▸ **Task instructions**
Copy each line from the listing below where the word "have" shows up.

▸ **Data excerpts**
PR #108, opened 2015-06-24
Added OS detection pending CoreFX implementing Diagnostics.Environment

ryaneliseislalom:
Updated corefxlab/demos/CoreClrConsoleApplications/HelloWorld/HelloWorld.cs to include a function for OS detection while still allowing args[0] to be used for overriding and showing various OS logos. No break to existing behavior.

Also note, that proper OS detection would use Diagnostics.Environment, which is not yet implemented in CoreFX. This has been noted in the detection method comments.

### DIFF
--- a/demos/CoreClrConsoleApplications/HelloWorld/HelloWorld.cs
+++ b/demos/CoreClrConsoleApplications/HelloWorld/HelloWorld.cs
@@ -2,22 +2,35 @@
 // Licensed under the MIT license. See LICENSE file in the project root for full license information.
 
 using System;
+using System.Collections;
+using System.Diagnostics;
 
 internal class Program
 {
     private static void Main(string[] args)
     {
-        if (args.Length == 1 && args[0] == "linux")
+        string osDetect = DetectOS();
+
+        if (args.Length >= 1)
+        {
+            osDetect = args[0];
+        }
+
+        if (osDetect == "linux")
         {
             DrawLinux();
         }
-        else if (args.Length == 1 && args[0] == "freebsd")
+        else if (osDetect == "freebsd")
         {
             DrawFreeBSD();
         }
-        else if (args.Length == 1 && args[0] == "mac")
+        else if (osDetect == "mac")
         {
             DrawMac();
+        }
+        else if (osDetect == "windows")
+        {
+            DrawWindows();
         }
         else
         {
@@ -25,7 +38,7 @@ internal class Program
         }
 
         Console.WriteLine();
-        Console.WriteLine("Press ENTER to exit ...");
+        Console.WriteLine("Press ENTER to continue . . . ");
         Console.ReadLine();
     }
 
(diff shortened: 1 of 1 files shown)


demos/CoreClrConsoleApplications/HelloWorld/HelloWorld.cs
```diff
@@ -2,30 +2,43 @@
...
     {
-        if (args.Length == 1 && args[0] == "linux")
+        string osDetect = DetectOS();
+
+        if (args.Length >= 1)
+        {
+            osDetect = args[0];
+        }
+
+        if (osDetect == "linux")
```
stephentoub: I'd suggest changing this to just be a switch statement now, especially with the duplicated DrawWindows at the end, e.g.
```C#
switch (osDetect)
{
    case "linux": 
        DrawLinux(); 
        break;
    case "freebsd": 
        DrawFreeBSD();
        break;
    case "mac":
        DrawMac();
        break;
    default:
        DrawWindows();
        break;
}
```

demos/CoreClrConsoleApplications/HelloWorld/HelloWorld.cs
```diff
@@ -301,4 +314,36 @@ @@@@@@@@@@@         @@@@@@@@@@@@@
...
     }
+
+    //HACK: Needed until CoreFX implements Environment.OSVersion
+    private static string DetectOS()
+    {
+        Process proc = new Process();
+
+        string detectionResult = String.Empty;
+
+        if (proc.StartInfo.Environment.ContainsKey("TERM_PROGRAM"))
```
stephentoub: Any reason not to use Environment.GetEnvironmentVariable rather than using Process?

demos/CoreClrConsoleApplications/HelloWorld/HelloWorld.cs
```diff
@@ -301,4 +314,36 @@ @@@@@@@@@@@         @@@@@@@@@@@@@
         Console.ResetColor();
         Console.WriteLine();
     }
+
+    //HACK: Needed until CoreFX implements Environment.OSVersion
```
stephentoub: I realize this is a temporary hack, but it still might be better to have something slightly less hacky, e.g. P/Invoke to uname... if the P/Invoke fails to find the entrypoint, assume you're on Windows, and if it succeeds, use the system name returned to determine what OS you're on.  We've been doing something similar in the corefx tests with https://github.com/dotnet/corefx/blob/master/src/Common/src/Interop/Interop.PlatformDetection.cs#L45 (this will also switch to the new System.Runtime.InteropServices.RuntimeInformation once it's available via nuget).

demos/CoreClrConsoleApplications/HelloWorld/HelloWorld.cs
KrzysztofCwalina: The problem with this is that the actual OS detection APIs are a query, not something that returns a value that can be switched on. And so once this sample moves to the official OS detection APIs, it will have to be rewritten back to if/else statements.

stephentoub: One more reason I'd have preferred if we had more of a uname-like mechanism. ;)

http://linux.die.net/man/2/uname

stephentoub: (If the structure is left the way it is, we should at least remove the duplication at the end around Windows.)

demos/CoreClrConsoleApplications/HelloWorld/HelloWorld.cs
```diff
@@ -301,4 +314,36 @@ @@@@@@@@@@@         @@@@@@@@@@@@@
...
+
+        if (proc.StartInfo.Environment.ContainsKey("TERM_PROGRAM"))
+        {
+            detectionResult = "mac";
+        }
+        else if (proc.StartInfo.Environment.ContainsKey("SHELL"))
+        {
+            string shellValue = proc.StartInfo.Environment["SHELL"].ToLowerInvariant();
+
+            if (shellValue.EndsWith("/tcsh") || shellValue.EndsWith("/sh"))
```
bartonjs: I wouldn't question an assertion that bash is the most popular shell on Linux, but I do question an assertion that no one on Linux uses tcsh or sh.  (Or bash executed as /bin/sh).

Really I think I'm just in @stephentoub's camp here: for best (consistency in) results copy the PlatformDetection logic from CoreFx (pending it being officially queryable API)

KrzysztofCwalina:
@ryaneliseislalom could the code be updated to use the OS detection APIs?

ryaneliseislalom:
@KrzysztofCwalina which APIs do you recommend? From what I can tell, System.Environment.OSVersion is not implemented yet.

KrzysztofCwalina:
@ryaneliseislalom, sorry for a long delay. I was on vacation. Please use https://github.com/dotnet/corefx/tree/master/src/System.Runtime.InteropServices.RuntimeInformation

KrzysztofCwalina:
I will close this for now. Please reactivate if you still want to merge it.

▸ **Answer section**
stephentoub: I realize this is a temporary hack, but it still might be better to have something slightly less hacky, e.g. P/Invoke to uname... if the P/Invoke fails to find the entrypoint, assume you're on Windows, and if it succeeds, use the system name returned to determine what OS you're on.  We've been doing something similar in the corefx tests with https://github.com/dotnet/corefx/blob/master/src/Common/src/Interop/Interop.PlatformDetection.cs#L45 (this will also switch to the new System.Runtime.InteropServices.RuntimeInformation once it's available via nuget).
KrzysztofCwalina: The problem with this is that the actual OS detection APIs are a query, not something that returns a value that can be switched on. And so once this sample moves to the official OS detection APIs, it will have to be rewritten back to if/else statements.
stephentoub: One more reason I'd have preferred if we had more of a uname-like mechanism. ;)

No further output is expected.